Nadia
Nikomu nie podobało się to, co zamierzałam zrobić. Sama nie byłam pewna swojej decyzji, ale nie potrafiłam odpuścić. Leżał nieprzytomny, a ja miałam przy sobie broń. Mogłam po prostu pociągnąć za spust, jednak zamiast tego czekałam, aż się obudzi. Kiedy w końcu zaczął się poruszać, podeszłam bliżej, czekając aż otworzy oczy.

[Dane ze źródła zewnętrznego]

PR #14696, opened 2023-02-27
[shape_poly] Add support for jnp.cum{sum,prod,max,min} with shape polymorphism

gnecula:
Unfortunately, on CPU and GPU where we use associative scan, we cannot support shape polymorphism with native lowering, when the axis over which we reduce is non-constant size. Improve the error in that case.

### DIFF
--- a/jax/experimental/jax2tf/tests/shape_poly_test.py
+++ b/jax/experimental/jax2tf/tests/shape_poly_test.py
@@ -1855,6 +1855,19 @@ _POLY_SHAPE_TEST_HARNESSES = [
                 lambda x: lax_control_flow.cummax(x, axis=1, reverse=False),
                 arg_descriptors=[RandArg((3, 4, 5), _f32)],
                 poly_axes=[0]),
+    PolyHarness("jnp.cumsum", "reduce_axis=poly",
+                lambda x: jnp.cumsum(x, axis=0),
+                arg_descriptors=[RandArg((3, 5), _f32)],
+                poly_axes=[0],
+                expect_error=(
+                  (None, None) if (not config.jax2tf_default_experimental_native_lowering or
+                                   jtu.device_under_test() == "tpu") else
+                  (NotImplementedError,
+                   "associative scan over axis of non-constant size"))),
+    PolyHarness("jnp.cumsum", "reduce_axis=static",
+                lambda x: jnp.cumsum(x, axis=1),
+                arg_descriptors=[RandArg((3, 5), _f32)],
+                poly_axes=[0]),
     PolyHarness("delta", "0",
                 lambda x: lax_internal._delta(_f32, x.shape, axes=(0, 1)) + x,
                 arg_descriptors=[RandArg((3, 1), _f32)],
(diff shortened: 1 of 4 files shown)


gnecula:
@rxsang @maxwillzq PTAL

jax/experimental/jax2tf/tests/shape_poly_test.py
```diff
@@ -1855,6 +1855,19 @@ def f_jax(x):
                 lambda x: lax_control_flow.cummax(x, axis=1, reverse=False),
                 arg_descriptors=[RandArg((3, 4, 5), _f32)],
                 poly_axes=[0]),
+    PolyHarness("jnp.cumsum", "reduce_axis=poly",
+                lambda x: jnp.cumsum(x, axis=0),
+                arg_descriptors=[RandArg((3, 5), _f32)],
+                poly_axes=[0],
+                expect_error=(
+                  (None, None) if (not config.jax2tf_default_experimental_native_lowering or
```
maxwillzq, line 1863: Question:   I do not understand why need check "native_lowering" here.  Since the error message on loops.py only tell users "avoid to run it on TPU".

jax/experimental/jax2tf/tests/shape_poly_test.py
```diff
@@ -2567,6 +2580,10 @@ def test_harness(self, harness: PolyHarness):
         raise unittest.SkipTest(
             "native lowering with shape polymorphism not implemented for JAX primitives still using HLO fallback lowering; b/261682623")
 
+      if harness.fullname == "jnp.cumsum_reduce_axis=poly" and jtu.device_under_test() == "tpu":
+        # https://github.com/openxla/stablehlo/issues/1258
+        raise unittest.SkipTest(
+            "native lowering with shape polymorphism not implemented for window_reductions on TPU")
```
maxwillzq, line 2586: same question as before.  Since shape_poly_test.py can run both non_native_lowering and native_lowering.   so Non-native-lowering with TPU will also skip this unit test. 
Do we need mention "native_lowering" in the error message?

jax/experimental/jax2tf/tests/shape_poly_test.py
gnecula: We need the check here because we want to capture the precise condition under which we get an error: native lowering and device != "TPU". Note that if I change the condition the test will fail, because an expected error is not appearing.

The error message could be more precise: you get this error if you try to use associative scan with shape polymorphism. For non-native lowering, jax2tf does not use associative scan (and jax2tf is independent of the platform). However, there is the flag `--jax2tf_associative_scan_reductions` that makes jax2tf non-native use associative scan.

With native lowering you get platform-dependent behavior, just like JAX native: will use associative scan for CPU and GPU.

jax/experimental/jax2tf/tests/shape_poly_test.py
gnecula: This whole conditional is under a bigger conditional that only applies on native lowering.

maxwillzq (approved):

rxsang (approved):

PR #14702, opened 2023-02-27
attach debug info to jaxpr, pass to mlir/mhlo

mattjj:
image

There are actually two changes entailed here:
* add argument info as a `"jax.arg_info"` attribute on the MHLO computations we generate, as shown in the screenshot above
* change some error messages about tracers to have pytree key paths, e.g. `jax.jit(lambda x: x['a'] if x['b'] > 0 else 0)` now complains about `x['b']` not just `x`

The latter is a consequence of reusing (and updating) the machinery from the latter to implement the former.

### DIFF
--- a/jax/_src/ad_checkpoint.py
+++ b/jax/_src/ad_checkpoint.py
@@ -401,9 +401,15 @@ def saved_residuals(f, *args, **kwargs) -> List[Tuple[core.AbstractValue, str]]:
       results.append((v.aval, 'from a constant'))
 
   assert len(jaxpr.invars) == len(in_leaves)
+  dbg = pe.debug_info(f, in_tree, True, "saved_residuals")
+  arg_info = pe.arg_info_all(dbg)
   for i, v in enumerate(jaxpr.invars):
     if v in res_vars:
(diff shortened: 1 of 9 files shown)


tests/metadata_test.py
```diff
@@ -39,10 +39,10 @@ class MetadataTest(jtu.JaxTestCase):
   def test_jit_metadata(self):
     hlo = module_to_string(jax.jit(jnp.sin).lower(1.).compiler_ir())
     self.assertRegex(hlo, r'loc\("jit\(sin\)/jit\(main\)/sin"')
-    def foo(x):
-      return jnp.sin(x)
-    hlo = module_to_string(jax.jit(foo).lower(1.).compiler_ir())
-    self.assertRegex(hlo, r'loc\("jit\(foo\)/jit\(main\)/sin"')
+    # def foo(x):
```
hawkinsp: Intentional?

hawkinsp (approved):

tests/metadata_test.py
mattjj: No, accidental, fixed.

Trochę mu to zajęło, ale w końcu spojrzał na mnie. Najgorsze było to, że nie widziałam w nim ani szczypty strachu. Coś mówiło mi, że nawet z ostrzem dociśniętym do gardła w jego spojrzeniu nic by się nie zmieniło. Nie bez powodu nazywano go psychopatą. Wcale nie chodziło o to, co robił, a o to, że w ogóle nie bał się śmierci czy bólu. Wyszczerzył zęby, jakby wcale nie znajdował się w złym położeniu.
– Jeśli zrzucisz z siebie te cichu, zrobi się naprawdę przyjemnie. Zwykle to ja wiążę, jednak dla ciebie zrobię ten wyjątek.
Poczułam, jak drży mi warga.
– Zamknij się – wycedziłam przez zaciśnięte zęby.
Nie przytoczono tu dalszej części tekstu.